Bien. La película me dejó con un sabor pacificante que obturó toda lectura crítica posible. Pero inmediatamente me sobrevinieron preguntas…¿qué pasó?¿cuál es el mensaje?¿qué escenas me generaron una disrupción? Y mi pensamiento se ancló en el instante en que Benedicto accede a bailar un tango con Bergoglio. Un Benedicto que en un principio se mostró distante y renuente al mínimo contacto físico, un Benedicto que le escapó al abrazo fraterno, de pronto y hacia el final se siente complacido de bailar este tango, de seguir el paso que fraternal y amorosamente le instruye Bergoglio. Y no puede evitar asociar esta escena con las palabras pronunciadas por Zaratustra: “¡Nunca podría creer en un dios que no sepa bailar!”.

Ya desde este lugar mi voraz pensamiento me llevó a unir puntos con otros instantes. Así llegué al momento de la música Dancing Queen de ABBA que en la película enmarca el cónclave en el cual Ratzinger fue elegido papa. Y así llegué al instante en que el cardenal Bergoglio está lavándose las manos en el baño mientras silba, cuando entra el cardenal Ratzinger y le pregunta qué música está silbando. Bergoglio le responde que se trata de Dancing Queen del grupo ABBA. Si bien recuerdo esta exitosísima canción pop de mediados de los ´70, no recuerdo qué dice la letra. La vuelvo a escuchar y veo que la lírica insta a una chica a que salga a bailar un viernes a la noche, a que indague en su propia reina danzante y que pase el mejor momento de su vida buscando a su rey de entre los asistentes y bailando con él. 

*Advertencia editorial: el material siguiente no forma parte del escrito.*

PR #3389, opened 2023-11-06
Adds Intellij IDEA files to .gitignore

agoncal:
### Motivation and Context

Intellij IDEA is heavy used in the Java ecosystem, so it would be good to have default files in the .gitignore

### Description

Add the default Intellij IDEA working files and directory to the .gitignore

### Contribution Checklist


johnoliver (dismissed):

johnoliver:
@agoncal I have had to move the pr to be against `java-development` unfortunately needs you to rebase against that branch

johnoliver (approved):

dsgrieve (approved):

.gitignore
```diff
@@ -409,14 +409,19 @@ FodyWeavers.xsd
 *.key
 *.pem
 
+# JetBrains IntelliJ
+.idea
```
WeihanLi, line 413: Should it be `.idea/`?

dsgrieve: Having no trailing separator char is fine. 

From https://git-scm.com/docs/gitignore

- If there is a separator at the end of the pattern then the pattern will only match directories, otherwise the pattern can match both files and directories.

- For example, a pattern doc/frotz/ matches doc/frotz directory, but not a/doc/frotz directory; however frotz/ matches frotz and a/frotz that is a directory (all paths are relative from the .gitignore file).

markwallace-microsoft (approved):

Alejada de cualquier lectura sexuada asocio la figura del cardenal Bergoglio con la de la persona que tiene que cavar e indagar para encontrar a la reina danzante que hay dentro de sí. Digamos que hay una búsqueda y un camino de autoconocimiento, hay un puente humano a recorrer entre Bergoglio y Francisco. La reina danzante tiene que autodescubrirse. Es así que en esa fiesta que es el cónclave posterior a la muerte de Juan Pablo II se cruza con su posible rey, el cardenal Ratzinger. A lo largo de la película, Ratzinger ya como Benedicto, un hombre que declara que jamás comprendió la emoción, se irá dejando seducir por Bergoglio y también se irá autodescubriendo. Y Bergoglio, que declara comprender a Dios como el cambio permanente, pero que no actúa claramente esta posición, lentamente también irá cambiando. 

Y de esta manera, con idas y venidas, con discrepancias y encuentros, con confesiones intimistas profundas, con perdones cruzados, con renuncias internas, con arrogancias derribadas, lentamente se irá produciendo el encuentro, la comunión de dos personas vistas por los demás como infalibles, pero tan frágiles en su profundidad como cualquier ser humano. Y así se irá construyendo una historia pura de amor, una historia donde el otro ayuda a uno a autoconocerse y a superarse, una historia de sanación cruzada de los errores y de sutura de las heridas. Solo en tal maduración pueden reconocer que una vez encontrada la reina danzante, desde el baile se puede pasar el mejor momento de la vida y desde allí aportar lo mejor al otro, a la humanidad. 

Es durante este tango que ambos bailan que quizá sintamos lo mismo que Zaratustra: “¡Nunca podría creer en un dios que no sepa bailar!”.